= Work to be completed =
Show all lines containing "last" from the data below.
===== Provided records
Issue #1248, opened 2022-02-16
Multi-country targeting for Google Ads campaign


eason9487:
### Objective 

Enable merchants to target multiple countries in a single Google Ads campaign, reducing management overhead of campaign/budget and increasing the ability of campaign algorithm to scale.

### Overview

Change the functionality of campaign creation and editing to make it be able to specify multiple countries in a single Google Ads campaign.

![image](https://user-images.githubusercontent.com/17420811/154234977-da9b289f-6bb2-4393-a2c0-f5172b891da1.png)

### The current state of the system

Currently, it only allows merchants to select one country when creating a campaign. It also results in a very inefficient campaign setup experience, especially if the store ships to all 22 EU countries or worldwide.

![image](https://user-images.githubusercontent.com/17420811/154233583-e518082e-87ed-4643-b86b-fb9fc53effd4.png)

## Terminology

💡  Scope: this project and all related issues/pull requests

- The "old campaign(s)" refers to the existing campaigns created **before** releasing this feature.
- The "new campaign(s)" refers to the campaigns created **after** this feature is finished.

## Technical

💡  We will create a shared branch `feature/1248-multi-country-targeting-campaign`. All relevant developments should be branched from it and merged back to it. And open a PR to merge the shared branch to `develop` once the overall feature gets ready to release.

💡  The old campaigns will still be presented in a single-selected country UI when editing. The rest of relevant pages will be presented on a multi-country basis.

### Frontend

The UI changes should be applied to campaign creation and edit pages. All frontend routings will stay with the current.

#### Phase 1

- 📌  **Move the free ads credit box to step 1 of ads account setup.**
    - Implemented in #1253
    - Before
    ![image](https://user-images.githubusercontent.com/17420811/154430320-b99d4db2-ed72-4c57-88bb-5f07cf3e9c62.png)
    - After
    ![image](https://user-images.githubusercontent.com/17420811/154430442-0273dd81-55dc-4bfb-a455-eb1f226ec56a.png)
    - This box will only be displayed in step 1 of ads setup flow. It won't be shown on the single-page campaign creation/edit page. (Confirmed with Jill)
    - :warning: The copies have been changed after #1217 and the updated copies should be the latest. So the copies in the box will be different between implementation and visual design.
- 📌  **Separate edit UI for both old and new campaigns.**
    - Implemented in #1268
    - Edit an old campaign
[...]

PR #1327, opened 2022-03-14
Update create campaigns API with multiple targeted locations

ianlin:

Part of #1248, this PR extends the `POST ads/campaigns` API so the client can provide `targeted_locations` in the request payload to target a campaign in multiple countries.

Some changes that are worth mentioning are:

- Previously the `POST ads/campaigns` API accepts a `country` parameter in the request payload and set it in [Campaign.ShoppingSetting](https://developers.google.com/google-ads/api/reference/rpc/v9/Campaign.ShoppingSetting)'s `sales_country` field. The new API remove the `country` parameter in the request payload and set the **_the country of store's address_** as the country of sale. Ref: `pcTzPl-bo-p2#comment-502`.
- When creating campaign criterion for a campaign in `src/API/Google/AdsCampaignCriterion.php`, I originally added `resource_name` in the create operation like what `AdsGroup.php` did with a unique temporary ID, but the Google Ads API would return an error: `"INCONSISTENT_FIELD_VALUES": "The field's contents don't match another field that represents the same data."`. The error disappeared after removing `resource_name` for a campaign criterion and looks like there were no problems for creating multiple campaigns with multiple campaign criteria. I'm unsure why this happened but found that the [campaign criterion API doesn't have `resource_name` field](https://developers.google.com/google-ads/api/fields/v9/campaign_criterion
) while `AdsGroup` or `CampaignBudget` has `resource_name`.

#### Create a new campaign

Screenshot 2022-03-14 at 17 53 46

#### The newly created campaign is included in `GET ads/campaigns` API

Screenshot 2022-03-14 at 17 58 24

#### The newly created campaign is returned in `GET ads/campaigns/:campaign-id` API

Screenshot 2022-03-14 at 17 58 58

#### The newly created campaign is displayed in Google Ads dashboard

Screenshot 2022-03-14 at 17 57 28

1. Create a campaign by requesting to `POST ads/campaigns` using Postman like the screenshots in the `Screenshots` section. Remember to add your `wp-cookie` and `x-wp-nonce` in the request headers. 
    - To get the value of `wp-cookie` and `x-wp-nonce`, go to `Marketing -> Google Listings & Ads`, open Chrome dev tool's Network tab, clicks any requests to WP, e.g. `wc/gla/ads/campaigns`, you can get those values in the request headers.
2. Request to `GET ads/campaigns` and the newly created campaign should be included in the response data.
3. Get the campaign ID from the above response, and request to `GET ads/campaigns/:campaign-id`, the newly created campaign should be returned.
4. Go to Google Ads dashboard and check if the newly campaign exists with correct targeted locations.

### Changelog entry

> Update - Extend create campaigns API to accept multiple targeted locations


src/API/Google/AdsCampaignCriterion.php
```diff
@@ -0,0 +1,65 @@
...
+ * @package Automattic\WooCommerce\GoogleListingsAndAds\API\Google
+ */
+class AdsCampaignCriterion {
+
+	use ApiExceptionTrait;
+
+	/**
+	 * Returns a set of operations to create multiple campaign criteria.
+	 *
+	 * @param int    $campaign_id            Campaign ID.
```
mikkamp: This parameter is passed down to create_operation, but it's not used there. We only need the campaign resource name to link it to the campaign. So we can remove this parameter from both functions.

src/API/Google/AdsCampaignCriterion.php
```diff
@@ -0,0 +1,65 @@
...
+	 * @param int    $location_id            Targeted location ID.
+	 *
+	 * @return MutateOperation
+	 */
+	protected function create_operation( int $campaign_id, string $campaign_resource_name, int $location_id ): MutateOperation {
+		$campaign_criterion = new CampaignCriterion(
+			[
+				'campaign' => $campaign_resource_name,
+				'negative' => false,
+				'status'   => CampaignCriterionStatus::number( 'enabled' ),
```
mikkamp: A class for mapping the status is only useful if we are going to be using the status in our API responses, where we map them to lowercase strings. Which is the case for Campaigns where we can enable/pause them. However if we are just going to set the status internally then we can just use the Google class directly (so no need to create the class CampaignCriterionStatus), you can see an example of this when an ad group is created in `ad_group_create_operation`.

src/API/Google/AdsCampaign.php
```diff
@@ -176,21 +185,35 @@ public function get_campaign( int $id ): array {
 	 */
 	public function create_campaign( array $params ): array {
 		try {
+			$base_country = $this->container->get( WC::class )->get_base_country();
+			$location_ids = array_map(
+				function ( $country_code ) {
+					return $this->google_helper->find_country_id_by_code( $country_code );
```
mikkamp, line 192: We might need some extra validation here as I can produce a fatal by setting the targeted countries to `KP`. It's a valid country code so it passes the controller validation. But it's not on our supported countries list so it returns a null here.

We could consider adding some stricter validation in the controller, maybe we can swap out `$this->get_country_code_validate_callback()` for a stricter version as we need both a valid country code and a supported country code.

tests/Unit/API/Google/AdsCampaignTest.php
```diff
@@ -300,6 +312,45 @@ public function test_create_campaign_exception() {
 		}
 	}
 
+	public function test_create_campaign_exception_invalid_location_id() {
```
mikkamp, line 340: Missing a test either here or in the control, for a valid country code but not on our supported list. Ex: `KP`

Also I'm not sure if this test would have been better placed in AdsCampaignCriterionTest.php. What this test is really doing is passing `$location_ids  = [ null ]` after the mapping. But since we have a mocked criterion class that's not a problem. If we do that in the actual class it calls `create_operation` with null which gives a fatal because it expects an int.

mikkamp (commented):
The endpoint is working as expected when I pass the right values. Although as mentioned in the comments I still found a case where a fatal occurs, which wasn't caught by the tests.

src/API/Google/AdsCampaignCriterion.php
ianlin: Nice catch, thanks! It was originally used for generating campaign criterion's resource name, forgot to remove it after I change to not adding a resource name for a campaign criterion. Updated in 0f661f6.

src/API/Google/AdsCampaignCriterion.php
ianlin: Learnt, thanks! Updated in 50bd307.

tests/Unit/API/Google/AdsCampaignTest.php
ianlin: > Missing a test either here or in the control, for a valid country code but not on our supported list. Ex: KP

I added the test of unsupported countries in the controller via e790283, thanks!

> Also I'm not sure if this test would have been better placed in AdsCampaignCriterionTest.php. 

This test is the case when we send invalid location IDs to Google Ads API via `mutate` method so I generated a mutate mock exception to mimic the situation. So I think it would be good to place it in `AdsCampaignTest`.

src/API/Google/AdsCampaign.php
ianlin: Thanks for catching this critical error! I updated in e790283 but not 100% satisfy with the solution, because there will be an unused `$this->google_helper` inside `CampaignController`. Would like to know if there's any better solution when a trait needs to call a service's method?

ianlin:
Hi @mikkamp, I updated the codes based on your suggestions and is ready for another review, thanks!

src/API/Google/AdsCampaign.php
mikkamp: I agree that it's probably not the best pattern to use. GoogleHelper used to be a trait as well, and for a similar reason it got converted to a Service. Also the way you are doing it now means if any controller class has google_helper it will do a stricter validation, otherwise not. Most likely the stricter check is useful for other controllers as well, but we'd have to check that in each controller.
My suggestion was more along the lines of swapping out `get_country_code_validate_callback` to a local function within the controller which uses both the function in the trait and the google_helper function.

Another option if we want to make the validation reusable would be to add a GoogleHelperAwareInterface (and related trait) like is done for the ISO service. I'd still create a separate function like `get_supported_country_code_validate_callback` so the controller can decide which one to use (and we remain compatible with what we used to have).

tests/Unit/API/Google/AdsCampaignTest.php
mikkamp: Thanks makes sense, I agree it belongs more to the situation where we call the mutate. I just found it a shame that the tests didn't catch the error. Which made me wonder who has the responsibility of validating that location_ids is an array of only int's. And whether we should be enforcing that internally, or if we are content to rely on the validation in the controller.

src/API/Google/AdsCampaign.php
mikkamp: Another thought was, since there are no other controllers that enforce only supported countries then we could decide to follow that same pattern. The UI already has a list of supported countries to work with, so generally it won't send an API request with unsupported countries.

Although we would still need to fix AdsCampaign to make sure it filters out unsupported countries (or null values when converting to ID which is equal to an unsupported country). Just calling `array_filter` after mapping might be sufficient enough. That would be a much simpler approach. Yes we would have a less strict controller, but as long as it's not possible to produce a fatal it is a similar pattern we have for other controllers.

I would lean towards this solution and then create a followup issue to make some of our controllers stricter to enforce supported countries.

mikkamp (commented):
Thanks @ianlin for the changes, I'm no longer able to reproduce the fatal. 

The more I think about it, I'm leaning towards making the controller less strict since the UI already has a set of supported countries it limits to. I think we can go for the simpler option and create a follow up issue so we don't block this PR further, see [comment](https://github.com/woocommerce/google-listings-and-ads/pull/1327#discussion_r827788235)
Might just need some slight refactoring of the tests to make sure we correctly filter out unsupported values.

tests/Unit/API/Google/AdsCampaignCriterionTest.php
```diff
@@ -0,0 +1,62 @@
+<?php
+declare( strict_types=1 );
+
+namespace Automattic\WooCommerce\GoogleListingsAndAds\Tests\Unit\API\Google;
+
+use Automattic\WooCommerce\GoogleListingsAndAds\API\Google\AdsCampaignCriterion;
+use Automattic\WooCommerce\GoogleListingsAndAds\Tests\Framework\UnitTest;
+use Automattic\WooCommerce\GoogleListingsAndAds\Tests\Tools\HelperTrait\GoogleAdsClientTrait;
+use Google\Ads\GoogleAds\V9\Enums\CampaignCriterionStatusEnum\CampaignCriterionStatus;
+use PHPUnit\Framework\MockObject\MockObject;
```
mikkamp: Just a small note: This test isn't mocking anything so this import isn't used.

src/API/Google/AdsCampaign.php
ianlin: I finished implementing `GoogleHelperAwareInterface` via 0ffa8dd before seeing your last comment.. 😅 I think if you think the `GoogleHelperAwareInterface` implementation is OK we can go with this solution, but I'll still create a followup issue to make sure other controllers to enforce supported countries if they need to.

Also, I added an `array_filter` in `AdsCampaign.php` via 1f139d6 to make sure we don't pass location IDs array with null value to `AdsCampaignCriterion`'s `create_operation` method.

Thanks for all the thorough thoughts! 🙏

tests/Unit/API/Google/AdsCampaignTest.php
ianlin: Thanks a lot! I added an array_filter in AdsCampaign.php via https://github.com/woocommerce/google-listings-and-ads/commit/1f139d64b917c5e2088e46864a3f9a820a8f94e5 to make sure we don't pass location IDs array with null value to AdsCampaignCriterion's create_operation method.

tests/Unit/API/Google/AdsCampaignCriterionTest.php
ianlin: Thanks! Added in 2df522e.

ianlin:
@mikkamp Thanks for all the useful suggestions, really useful and learnt a lot as always. 😄 The PR is ready for another round of review.

I've updated the codes based on your suggestions, but I implemented `GoogleHelperAwareInterface` rather than the simpler version as I saw your last comment after I finished implementing it. Please check this https://github.com/woocommerce/google-listings-and-ads/pull/1327#discussion_r828058503 for more info.

tests/Unit/API/Site/Controllers/Ads/CampaignControllerTest.php
```diff
@@ -147,14 +156,55 @@ public function test_create_campaign_invalid_country_code() {
...
 		$this->assertEquals( 'rest_invalid_param', $response->get_data()['code'] );
-		$this->assertEquals( 'Invalid parameter(s): country', $response->get_data()['message'] );
+		$this->assertEquals( 'Invalid parameter(s): targeted_locations', $response->get_data()['message'] );
+		$this->assertEquals( 400, $response->get_status() );
+	}
+
+	public function test_create_campaign_unsupported_country() {
+		$this->country_supported = false;
+		$this->google_helper->method( 'is_country_supported' )
+			->willReturnCallback( function () { return $this->country_supported; } );
```
mikkamp: I believe the intention was to return the value of the property in the callback, so we only need to set the callback once in setup.

tests/Unit/API/Site/Controllers/Ads/CampaignControllerTest.php
```diff
@@ -147,14 +156,55 @@ public function test_create_campaign_invalid_country_code() {
...
+		];
+
+		$response = $this->do_request( self::ROUTE_CAMPAIGNS, 'POST', $campaign_data );
+
+		$this->assertEquals( 'rest_invalid_param', $response->get_data()['code'] );
+		$this->assertEquals( 'Invalid parameter(s): targeted_locations', $response->get_data()['message'] );
 		$this->assertEquals( 400, $response->get_status() );
 	}
 
+	public function test_create_campaign_empty_targeted_locations() {
```
mikkamp, line 178: From my understanding of the design we should always be passing at least one targeted country when we create a new campaign, but maybe I'm seeing that wrong. Which means this test should fail with a validation error.

Normally we could use `'minItems' => 1` in the schema, but since we use a custom validation function that would have to be evaluated within the validation function. The default validation gets the schema from the request, [see](https://developer.wordpress.org/reference/functions/rest_validate_request_arg/). But it might make sense to always require at least one country if it's an array, so we might not need to access the schema.

src/API/Google/AdsCampaign.php
```diff
@@ -176,21 +185,42 @@ public function get_campaign( int $id ): array {
...
+				},
+				$params['targeted_locations']
+			);
+
+			$location_ids = array_filter(
+				$location_ids,
+				function ( $location_id ) {
+					return isset( $location_id );
+				}
+			);
```
mikkamp: For `array_filter` it mentions:
> If no callback is supplied, all empty entries of array will be removed.

```suggestion
			$location_ids = array_filter( $location_ids );
```
We'd be filtering out more than just null but that shouldn't be harmful.

mikkamp (approved):
Thanks for the changes, the solution looks good (so a followup issue for other controllers sounds good).

I get the expected test results, although I'm a bit curious about whether targeted locations can ever be empty, but besides that it looks pretty much good to go.

tests/Unit/API/Site/Controllers/Ads/CampaignControllerTest.php
ianlin: You're right, updated in 73b1c41, thanks!

src/API/Google/AdsCampaign.php
ianlin: Nice, updated in be14290, thanks!

tests/Unit/API/Site/Controllers/Ads/CampaignControllerTest.php
ianlin: I think it makes sense, added empty check in the country code validation function via c9ea09e. Also tested on other controllers that use the same validator and seems fine. But should keep an eye on them if it causes problem.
==========
= Response area =
ianlin: I finished implementing `GoogleHelperAwareInterface` via 0ffa8dd before seeing your last comment.. 😅 I think if you think the `GoogleHelperAwareInterface` implementation is OK we can go with this solution, but I'll still create a followup issue to make sure other controllers to enforce supported countries if they need to.
I've updated the codes based on your suggestions, but I implemented `GoogleHelperAwareInterface` rather than the simpler version as I saw your last comment after I finished implementing it. Please check this https://github.com/woocommerce/google-listings-and-ads/pull/1327#discussion_r828058503 for more info.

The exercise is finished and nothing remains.